From Volume to Value: Preference-Aligned Memory Construction for On-Device RAG
For developers of on-device personal AI agents, EPIC enables efficient preference-aligned retrieval under tight memory budgets, solving a critical bottleneck in deploying LLMs on edge devices.
EPIC addresses the memory bottleneck in on-device RAG by constructing a compact index focused on user preferences, reducing indexing memory by 2,404x, improving preference-following accuracy by 20.17 percentage points, and achieving 33.33x lower retrieval latency over baselines.

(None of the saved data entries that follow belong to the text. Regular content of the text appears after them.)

PR #103, opened 2019-02-28
change stage-3 blurb and title to explain stage 3

codehag:


_includes/proposals.html
```diff
@@ -2,10 +2,10 @@
   <a id="proposals" tabindex="-1"></a>
   <h2 class="section-headline text-end">State of Proposals</h2>
   <div class="featurelist">
-    <h3>Stage 3</h3>
+    <h3>Upcoming additions to the Specification</h3>
     <i class="featurelist__desc">
-      Proposals that have been reviewed, and are being considered as
-      candidates for the spec are considered to be stage 3.
+      This section features proposals that are close to completion. We call these "stage 3"
```
ljharb: “We call these” makes it sound like we don’t have a non-vague process that defines it; what’s the reason to make this more vague?

codehag: I should clarify -- the commit message is not clear.

It was mentioned by someone on the committee that "Stage 3" is meaningless to folks who are not in the committee, and just browsing the website. The goal of this blurb is to contextualize this set of proposals in some way, and inform people that there is such a thing called "stage 3" but what that means is that they are close to completion.

ljharb: Can we do that by linking to the process document, or to a different page on this website that contextualizes what the (concrete, not vague) stages mean?

I totally ack that “stage X” is meaningless to many, but that’s not the same as it being a casual nickname we use to categorize proposals.

codehag: is the issue that you are raising that stage 3 is in quotations? would the original blurb work better for you?

The stages are already contextualized above the fold, I can add a link here as well.

ljharb: It’s that the phrase “we call” connoted to me that it is an arbitrary and casual nickname, as opposed to a tightly defined stage in our process.

jmdyck: Maybe: `In [our process], these are referered to as "stage 3" proposals.`

ljharb:
```suggestion
      This section features proposals that are in Stage 3 of [our process](#link-to-process-here), which means they are close to completion and likely ready to be shipped in engines.
```
?

_includes/proposals.html
```diff
@@ -2,10 +2,10 @@
   <a id="proposals" tabindex="-1"></a>
   <h2 class="section-headline text-end">State of Proposals</h2>
   <div class="featurelist">
-    <h3>Stage 3</h3>
+    <h3>Upcoming additions to the Specification</h3>
```
rkirsling: This header text is the part that I find most concerning—it seems that we're now implicitly promising that Stage 4 will be reached. We'd at least need the word "expected", but it's probably better to maintain the "candidate" verbiage.

Here's one possibility:
```suggestion
    <h3>Current Candidates for the Specification</h3>
```

_includes/proposals.html
```diff
@@ -2,10 +2,10 @@
   <a id="proposals" tabindex="-1"></a>
   <h2 class="section-headline text-end">State of Proposals</h2>
   <div class="featurelist">
-    <h3>Stage 3</h3>
+    <h3>Current Candidates for the Specification</h3>
     <i class="featurelist__desc">
-      Proposals that have been reviewed, and are being considered as
-      candidates for the spec are considered to be stage 3.
+      This section features proposals that are in Stage 3 of [our process](#link-to-process-here), which means they are close to completion and likely ready to be shipped in engines.
```
rkirsling:
```suggestion
      This section features proposals that are in Stage 3 of <a href="https://tc39.github.io/process-document/">our process</a>, which means they are close to completion and likely ready to be shipped in engines.
```

_includes/proposals.html
```diff
@@ -2,10 +2,10 @@
...
+      proposals.
```
rkirsling: Someday we'll get multiline suggestions... 😛 
```suggestion
```

codehag:
@ljharb @rkirsling  how are we looking?

_includes/proposals.html
```diff
@@ -2,10 +2,9 @@
   <a id="proposals" tabindex="-1"></a>
   <h2 class="section-headline text-end">State of Proposals</h2>
   <div class="featurelist">
-    <h3>Stage 3</h3>
+    <h3>Current Candidates for the Specification</h3>
     <i class="featurelist__desc">
-      Proposals that have been reviewed, and are being considered as
-      candidates for the spec are considered to be stage 3.
+      This section features proposals that are in Stage 3 of <a href="https://tc39.github.io/process-document/">our process</a>, which means they are close to completion and likely ready to be shipped in engines.
```
codehag: it was mentioned that "likely ready to be shipped in engines" might be contentions. Is there another way to say this?

littledan:
I'd suggest just deleting the summary. The truth is, what Stage 3 means is a bit subtle. We are working on better documentation here as part of the how-we-work project; let's link to that when it's ready.

_includes/proposals.html
littledan: Stage 3 things are not necessarily likely to be shipped in engines. For example, SIMD.js was Stage 3 for a long time and never shipped in engines.

ljharb: Likely *ready*, which SIMD was - not likely to be shipped.

codehag: how about we remove the last part of the sentence? "This section features proposals that are in Stage 3 of our process, which means they are close to completion"

Or we can add "and likely ready for consideration as part of the specification of the language" -- its pretty vague.

littledan: SGTM (the first part)

syg:
@littledan Are you suggesting delete any mention of "Stage 3" or only the part about what stage 3 implies about the status of the proposals? I think it's fine to say these are Stage 3 without any mention of likelihood of shipping.

littledan:
@syg Ultimately, I like the suggestion of @codehag , "This section features proposals that are in Stage 3 of our process, which means they are close to completion". I would rather not characterize Stage 3 much further, as it's a complicated topic, and we can document it more in how-we-work.

syg:
That sounds great to me.

littledan (approved):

With the rapid emergence of personal AI agents based on Large Language Models (LLMs), implementing them on-device has become essential for privacy and responsiveness. To handle the inherently personal and context-dependent nature of real-world requests, such agents must ground their generation in device-resident personal context. However, under tight memory budgets, the core bottleneck is what to store so that retrieval remains aligned with the user. We propose EPIC (Efficient Preference-aligned Index Construction), which focuses on user preferences as a compact and stable form of personal context and integrates them throughout the RAG pipeline. EPIC selectively retains preference-relevant information from raw data and aligns retrieval toward preference-aligned contexts. Across four benchmarks covering conversations, debates, explanations, and recommendations, EPIC reduces indexing memory by 2,404 times, improves preference-following accuracy by 20.17 percentage points, and achieves 33.33 times lower retrieval latency over the best-performing baseline. In our on-device experiment, EPIC maintains a memory footprint under 1 MB with 29.35 ms/query latency in streaming updates.